Ultimately I would like to figure out how to turn that voice in my head off permanently though I'm not sure total annihilation is possible.  So in those moments when I'm not feeling good enough, I try to talk kinder to myself and I also try to keep doing whatever it is my head is telling me I can't do.  Yesterday I just got on with my work.  Crying or going home weren't viable options. 

As it turns out, that voice in my head didn't know what it was talking about.  Indications later revealed that the conversation I walked in was most likely about the fact that another employee had to be let go.  Don't take anything personally!  The things people do and say have so little to do with us.  And unless there are hard facts to support it is about us, it is best to tell that voice in our heads to pipe down. 

In addition to the "Four Agreements" I would like to add a fifth.  Don't believe everything that you think.  It's so much better that way.

Until next time...
Peace, Love and Payday!
Hope

Sunday, September 1, 2013

Sunday Evening Musings

Yo, what's up?

As another round of thunderstorms rolls through this evening I find myself sitting around pondering some of the big mysteries of life.  For example...

Is it inappropriate to do a happy dance in Walgreens when I find out milk is on sale?

Why do dogs like to pee on sandcastles?

How come flip flops get smelly?  Could there be a better ventilated shoe?

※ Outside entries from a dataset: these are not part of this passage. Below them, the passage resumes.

Issue #4320, opened 2019-03-06
Add a separate queue for threaded asynchronous Channels DB access


ichorid:
I've just done an improvised benchmark of anonymous downloading Ubuntu torrent while simultaneously processing a large GigaChannel from disk. DB i/o **definitely** affects tunnels performance. Badly.

If the database is allowed to take as much time as it wants, even on a separate thread, and even if I break up the transaction into small batches that take approx 100ms each, tunnels performance drops from 600-700 kb/s to 150-350 kb/s and GigaChannel-related GUI becomes unresponsive. If I add `sleep(0.05)` after each batch, the responsiveness and performance are restored to 80% of their original levels (at least it feels so).

Apparently, we've hit both the [thread starvation problem](https://stackoverflow.com/questions/37123486/thread-starvation-while-locking-in-a-loop-in-python) and the limits of Twisted reactor scheduling. The only way to fix this problem is to **move GigaChannel and TorrentChecker into a separate process with a separate REST endpoint**.

devos50:
Nice that we have some numbers on the impact of database I/O now! I must say that the drop in tunnel performance is not that bad and better than I expected (I expected it to drop significantly, to only a few kb/s).

A suggestion made by @synctext is to notify the user by displaying the status bar when a (big) channel is being processed. We could make a new event for this, and transmit it to the GUI over the events socket.

For further optimization, I would suggest to first focus on a (more formal) experiment (e.g. written in Gumby) which we can quickly repeat with different parameters.

qstokkink:
[I have some master thesis work on fast platform independent inter-process communication](https://github.com/qstokkink/tribler/tree/tunnelprocess_rc2/Tribler/community/tunnel/processes) (almost most of the logic on top of the communication logic will be out-of-date by now). This should give a nice copy-paste basis for testing some stuff.

Do we want this for 7.3 already though?

ichorid:
On my workplace PC, when I download Ubuntu torrent over the tunnels, it gives me 2.1 MB/s. If GigaChannel database just **contains** a channel of 1 million entries, the speed drops to 600-800 KB/s.
If I start to upload the channel to the database, the connection dies almost completely, dropping to 50-150 KB/s. Now that's in the case of unoptimized upload routine (500ms batches).

When I set the batch size to 100ms and add 50ms `sleep` periods, the download is able to proceed with 600-800 KB/s.

[...]

PR #5720, opened 2020-11-05
READY: Use WAL journal mode for sqlite connections

ichorid:
Well, this _should_ help with DB performance...

### DIFF
--- a/src/tribler-core/tribler_core/modules/bandwidth_accounting/database.py
+++ b/src/tribler-core/tribler_core/modules/bandwidth_accounting/database.py
@@ -25,6 +25,17 @@ class BandwidthDatabase:
         create_db = str(db_path) == ":memory:" or not self.db_path.is_file()
         self.database = Database()
 
+        # This attribute is internally called by Pony on startup, though pylint cannot detect it
+        # with the static analysis.
+        # pylint: disable=unused-variable
+        @self.database.on_connect(provider='sqlite')
+        def sqlite_disable_sync(_, connection):
+            cursor = connection.cursor()
+            cursor.execute("PRAGMA journal_mode = WAL")
+            cursor.execute("PRAGMA synchronous = 1")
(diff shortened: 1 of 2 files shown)


devos50:
Can you do a basic benchmark to verify that the performance has indeed increased?

ichorid:
Yes, I've tested it. When processing channels, patched Tribler is 20% faster. Also, it is important to note that WAL is most useful by enabling reads concurrent with writes. So, it is good for e.g. improving the responsiveness of the GUI, especially on slower media.

Let's merge it and see how it fares on our PCs, shall we?

kozlovsky:
Note that the SQLite documentation [says](https://www.sqlite.org/wal.html):

> The default strategy is to allow successive write transactions to grow the WAL until the WAL becomes about 1000 pages in size, then to run a checkpoint operation for each subsequent COMMIT until the WAL is reset to be smaller than 1000 pages. By default, the checkpoint will be run automatically by the same thread that does the COMMIT that pushes the WAL over its size limit. **This has the effect of causing most COMMIT operations to be very fast but an occasional COMMIT (those that trigger a checkpoint) to be much slower**. If that effect is undesirable, then the application can disable automatic checkpointing and run the periodic checkpoints in a separate thread, or separate process.

So, while in general WAL journaling mode should be faster than DELETE journaling mode, sometimes COMMIT might be very slow. If SQLite updates are performed directly from the event loop, it sometimes may lead to long pauses with the event loop processing.

I'm for using WAL mode, but ideally, it should be combined with performing all transactions which modify the database from a separate thread to execute them outside of the event loop. Or, at least, the should be a separate thread for periodic checkpointing.

devos50 (approved):

ichorid:
@kozlovsky , good point! This PR is very far from a perfect solution, but at least it is a step in the right direction. Of course, we'll still have to implement #4320 to solve the problem for good.

PR #5725, opened 2020-11-09
READY: Channels 2.0 docs

ichorid:


kozlovsky (dismissed):
We discussed with @ichorid  this PR in person, and he has already taken into account my comments

PR #5726, opened 2020-11-10
Combine subscribed column with state

ichorid:
This PR combines the state column with the subscription control column. The subscription toggle switch is now shown only for hovered rows. This reduces "*orangefication*" (:copyright:  @xoriole) of the interface and reduces its complexity as @qstokkink  suggested.
lkj

### DIFF
--- a/src/tribler-gui/tribler_gui/widgets/tablecontentdelegate.py
+++ b/src/tribler-gui/tribler_gui/widgets/tablecontentdelegate.py
@@ -264,9 +264,16 @@ class SubscribedControlMixin(object):
         if data_item[u'state'] == u'Personal':
             return True
 
-        self.subscribe_control.paint(
-            painter, option.rect, index, toggled=data_item.get('subscribed'), hover=index == self.hover_index
-        )
+        # When cursor leaves the table, we must "forget" about the button_box
+        if self.hoverrow == -1:
+            self.button_box = QRect()
+
+        if index.row() == self.hoverrow:
+            self.subscribe_control.paint(
+                painter, option.rect, index, toggled=data_item.get('subscribed'), hover=index == self.hover_index
+            )
+        else:
+            self.draw_channel_state(painter, option, index, data_item)
 
         return True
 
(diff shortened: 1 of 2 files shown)


src/tribler-gui/tribler_gui/widgets/tablecontentdelegate.py
```diff
@@ -264,9 +264,16 @@ def draw_subscribed_control(self, painter, option, index, data_item):
         if data_item[u'state'] == u'Personal':
             return True
 
-        self.subscribe_control.paint(
-            painter, option.rect, index, toggled=data_item.get('subscribed'), hover=index == self.hover_index
-        )
+        # When cursor leaves the table, we must "forget" about the button_box
+        if self.hoverrow == -1:
```
drew2a, line 268: Nit: I always prefer to keep magic numbers in constants and can only recommend you do the same ;)

drew2a:
It is not clear to me now, which states do we have in the `Subscribed` row?

* "Subscribed" (check)
* "Not Subscribed" (toggle)

if so, how you will represent "Subscribing" then?

devos50:
Even though I understand the reasoning of combining these rows, having the checkbox only pop up when hovering the row is quite confusing. I actually think it was more user-friendly before. Also, I don't have a toolbox anymore to see what the red question mark means.

If "orangeficiation" is a problem, why not use a more neutral color?

ichorid:
>  If "orangeficiation" is a problem, why not use a more neutral color?

See the previous discussion on Slack. I tried to use green, but there was a rightful objection that we should not add another color to the GUI without reason.

Personally, I think orange is too aggressive. However, I'm in no mood for redesigning the whole Tribler color scheme...

ichorid:
> I don't have a toolbox anymore to see what the red question mark means

That's strange, because the tooltip on the subscribed column quite literally repeats the tooltip on the former "state" column. Works for me in Ubuntu. Is it a Mac only problem?

ichorid:
I understand it is less intuitive now, but design is about tradeoffs... That's why I ask you, guys.

drew2a:
I still don't understand how it works (see the question above), but whatever...

Less intuitive means objectively worse, right? So, the question is "what we get then?".

disclaimer: I see nothing wrong with "orangefication".

ichorid:
> I see nothing wrong with "orangefication".

@drew2a , subscribe to the top 10 channels and try reading through the channels list for a minute. Then you will see.

ichorid:
No consensus on this, so closing this one.

PR #1081, opened 2025-09-23
[RAO] Split remedial action results in different dataframes

### LINKED ISSUE #1080: Separate Remedial Actions Results in different dataframes

Currently, all the remedial actions results are gathered in a single dataframe that contains the following columns:
- remedial_action_id (string)
- optimized_instant (string)
- contingency (string)
- activated (boolean)
- optimized_tap (int)
- optimized_set_point (float)

This can be accessed using the `get_ra_results` method.

To be more in line with how remedial actions are handled in OpenRAO, it make ssense to split the remedial actions results in several dataframes depending on the type of remedial actions being dealt with.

Did Jak teach me the stink eye or did I teach it to him?

Is Harry Potter really a spiritual icon?

In regards to the first question, one of the biggest adjustments I've had since moving here is the price of milk.  When not on sale it is about $1.50 more per gallon than I was paying before I moved.  Since I sometimes drink 2 gallons in a week, the additional cost is noticeable.  Therefore it really does warrant a happy dance, right?